Douter avec méthode : l’apport de la zététique
Le but de la zététique, dans ce contexte, n’est pas de venir casser une ambiance ou piétiner des espoirs gratuitement. Il est de rappeler une évidence que tout le monde feint d’oublier : si ces pouvoirs existaient à l’échelle où on les raconte, nous n’aurions pas besoin de stages pour les détecter.
- Si la télépathie était opérationnelle, il suffirait d’organiser quelques expériences bien construites, dans des labos différents, pour obtenir des effets massifs.
- Si la précognition était un trait humain significatif, les marchés financiers, les assurances, la sécurité civile seraient envahis de médiums systématiquement meilleurs que le hasard.
- Si la guérison « énergétique » avait une efficacité clinique solide, les essais contrôlés randomisés la mettraient en évidence, et elle sortirait des cabinets privés pour entrer dans les protocoles hospitaliers.

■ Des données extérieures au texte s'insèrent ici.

PR #36, opened 2016-07-18
Added rmap for nirspec photom files

stscirij:


jaytmiller:
Hi Robert,

I merged your pull request but recalled one other thing:  when you convert a .spec into a .rmap and add it to the specs directory,  you should also remove the original .spec file because the new rmap *is* a spec file surrogate.  (The formats differ, but the purpose of declaring the type is the same.   For new types,  the preferred form is .rmap because then the empty rmap is in the VCS and ready to go whenever it's time to add it to CRDS OPS... which very often is months after the work is originally requested and performed,  particularly for HST.)

jaytmiller:
I'll just remove the existing .spec and push the results.

PR #117, opened 2016-10-06
Initial commit of rmaps for new nirspec flats: dflat, fflat and sflat

stscirij:
Added 3 new rmaps for nirspec flats: dflat, fflat and sflat

### DIFF
--- a/crds/jwst/specs/nirspec_dflat.rmap
+++ b/crds/jwst/specs/nirspec_dflat.rmap
@@ -1,0 +1,17 @@
+header = {
+    'derived_from' : 'Hand created 2016-10-06',
+    'file_ext' : '.fits',
+    'filekind' : 'DFLAT',
+    'filetype' : 'DETECTOR FLATFIELD',
+    'instrument' : 'NIRSPEC',
+    'mapping' : 'REFERENCE',
+    'name' : 'nirspec_dflat.rmap',
+    'observatory' : 'JWST',
+    'parkey' : (('META.INSTRUMENT.DETECTOR',),),
+    'sha1sum' : '434caa8a956d77ed4564c980e7d17b7e577f5f52',
+    'suffix' : 'dflat',
+    'text_descr' : 'Detector Flat Field',
+}
+
+selector = Match({
+})
--- a/crds/jwst/specs/nirspec_fflat.rmap
+++ b/crds/jwst/specs/nirspec_fflat.rmap
@@ -1,0 +1,17 @@
+header = {
+    'derived_from' : 'Hand created 2016-10-06',
+    'file_ext' : '.fits',
+    'filekind' : 'FFLAT',
+    'filetype' : 'FORE-OPTICS FLATFIELD',
+    'instrument' : 'NIRSPEC',
+    'mapping' : 'REFERENCE',
+    'name' : 'nirspec_fflat.rmap',
+    'observatory' : 'JWST',
+    'parkey' : (('META.INSTRUMENT.DETECTOR', 'META.INSTRUMENT.FILTER', 'META.EXPOSURE.TYPE'),),
+    'sha1sum' : '9ef65dd9fa556ad82bf675934fef411f2c094b8f',
+    'suffix' : 'fflat',
+    'text_descr' : 'Fore-optics Flat Field',
+}
+
+selector = Match({
+})
--- a/crds/jwst/specs/nirspec_sflat.rmap
+++ b/crds/jwst/specs/nirspec_sflat.rmap
@@ -1,0 +1,17 @@
+header = {
+    'derived_from' : 'Hand created 2016-10-06',
+    'file_ext' : '.fits',
+    'filekind' : 'SFLAT',
+    'filetype' : 'SPECTROGRAPH FLATFIELD',
+    'instrument' : 'NIRSPEC',
+    'mapping' : 'REFERENCE',
+    'name' : 'nirspec_sflat.rmap',
+    'observatory' : 'JWST',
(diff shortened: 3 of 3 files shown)


hbushouse:
I assume there will be imap updates in conjunction with this too? At the very least the nirspec imap obviously needs updating, but because these ref types are not used by other instruments, we'll also need to update their imaps to list these 3 new types as N/A.

stscirij:
Yes, there's still more work to be done before crds is ready to accept these new reference file types.

  Robert J.

________________________________

jaytmiller:
One thing to keep in mind is that unless cal code is data driven by CRDS,  we don't necessarily have to add the other types to CRDS as N/A.   Yesterday Robert and I concluded "not" for these.    The determinant is whether or not a Step is always going to ask CRDS for a reference.   If CRDS is asked,  we need to define the types as N/A where appropriate.   If we know CRDS will not be asked,  we don't have to provide answers for those cases.   

The practice of always defining a type was added for the WCS types so that those Steps do not have to know when they are or are not appropriate to run.  Adding types to imaps as N/A does not necessarily have to be a universal practice.   How do you see these new types working out?

hbushouse:
Right now the new flat_field step that gets applied to data from all instruments lists

reference_file_types = ['FLAT', 'FFLAT', 'SFLAT', 'DFLAT']

The step uses the regular 'FLAT' for all non-NIRSpec instruments, and the new 3 for NIRSpec. So, yes, it's going to result in CRDS being queried for all of these types for all exposures. Now that I think about it, that means the NIRSpec imap would also need an entry for FLAT that say N/A. Unless someone can figure out a better way to do this. I don't know how the assign_wcs step pulls it off (i.e. only listing ref types that it actually needs for a given instrument/mode).

jaytmiller:
I added "classes" structure so the rmap uses UseAfter automatically when updating:

and a corresponding additional tuple of parkeys that apply to UseAfter:

e.g.

-    'parkey' : (('META.INSTRUMENT.DETECTOR',),),
+    'parkey' : (('META.INSTRUMENT.DETECTOR',), ('META.OBSERVATION.DATE', 'META.OBSERVATION.TIME')),

jaytmiller:
OK, wait,  I think the issue is the generic prefetch so I'm going to reverse what I said to Robert.   If a Step runs at all,  I think it will try to prefetch every type whether it's needed by the current instrument or not.   So I think we will indeed need to modify imaps for the other instruments to respond with N/A.   And unless something else changes,  this is a universal issue,  every type used in a generic multi-instrument Step needs to follow suit.   So the notion of always defining a real reference,  or defining a type as N/A,  is "less optional" than I thought;  that's a pattern the prefetch requires unless Steps steer around it somehow.

hbushouse:
Correct. If a step module has "reference_file_types" declaration in it, the pre-fetch will try to find matches for all types listed in that statement, regardless of whether or not the remaining parts of the step ever actually do an explicit call to retrieve a particular ref file. The only way around this in the past was to leave out the "reference_file_types" declaration, in which case no prefetch is done at all and we simply find out whether a given ref file type can be found later on when the step actually does a call to "get_reference_file".

stscirij:
Can you put the reference file types declaration in an if block depending on the exposure type?  The declaration isn't in the init, so doesn't it get executed at import time?  In that case how does the module know the model type?

On Oct 8, 2016 8:18 AM, Howard Bushouse <notifications@github.com> wrote:

Correct. If a step module has "reference_file_types" declaration in it, the pre-fetch will try to find matches for all types listed in that statement, regardless of whether or not the remaining parts of the step ever actually do an explicit call to retrieve a particular ref file. The only way around this in the past was to leave out the "reference_file_types" declaration, in which case no prefetch is done at all and we simply find out whether a given ref file type can be found later on when the step actually does a call to "get_reference_file".

hbushouse:
The "reference_file_types" declaration occurs within the class definition of the step object, but before the definition of the process method, so it's in a part of the code that's unexecutable (at least as far as I can tell, but what do I know?) and hence it's not possible to have it occur with some set of if/else blocks that depend on instrument or mode. Besides it's way before the data model has even been loaded, so you don't even know what instrument/mode you're working with yet. The stpipe infrastructure reads the list of ref type definitions when it instantiates each step class and then does calls to CRDS to query for those ref files. It's either that layer within stpipe that loads the data model and sends it as an argument to the CRDS query, or it just sends the file name and something in CRDS loads it into a data model. At which point you finally know what instrument and mode you're dealing with.

stscirij:
So I guess I don't see how stpipe knows what the type of model is.  Wouldn't it be clearer if we put the ref types declaration in an init for the step class, then call super on that class so the init of the base class is executed as well?
Probably more than we want to worry about right now, easier to just adjust the imaps...

On Oct 8, 2016 1:36 PM, Howard Bushouse <notifications@github.com> wrote:

The "reference_file_types" declaration occurs within the class definition of the step object, but before the definition of the process method, so it's in a part of the code that's unexecutable (at least as far as I can tell, but what do I know?) and hence it's not possible to have it occur with some set of if/else blocks that depend on instrument or mode. Besides it's way before the data model has even been loaded, so you don't even know what instrument/mode you're working with yet. The stpipe infrastructure reads the list of ref type definitions when it instantiates each step class and then does calls to CRDS to query for those ref files. It's either that layer within stpipe that loads the data model and sends it as an argument to the CRDS query, or it just sends the file name and something in CRDS loads it into a data model. At which point you finally know what instrument and mode you're dealing with.

philhodge:
Here's an example:

x.py contains:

Ce n’est pas ce que l’on observe. Ce que l’on observe, c’est un fossé immense entre la mythologie des pouvoirs et ce qu’il en reste quand on enlève la suggestion, les coïncidences, les reconstructions de mémoire et les illusions de contrôle. Ce fossé, il faut le montrer sans prendre les tenants-croyants pour des idiots. Et il ne faut pas s‘imaginer que l’on peut sauver les gens de leurs croyances. En revanche nous avons collectivement le devoir de prendre soin les uns des autres, et cela passe aussi par la remise en question de nos certitudes les plus affirmées quand elles deviennent prosélytes.
La zététique ne sert pas à aller ennuyer son voisin pour le soigner de sa crédulité mais à entraver la progression des énoncés et des histoires qui veulent être crues sans faire aucun effort de véracité.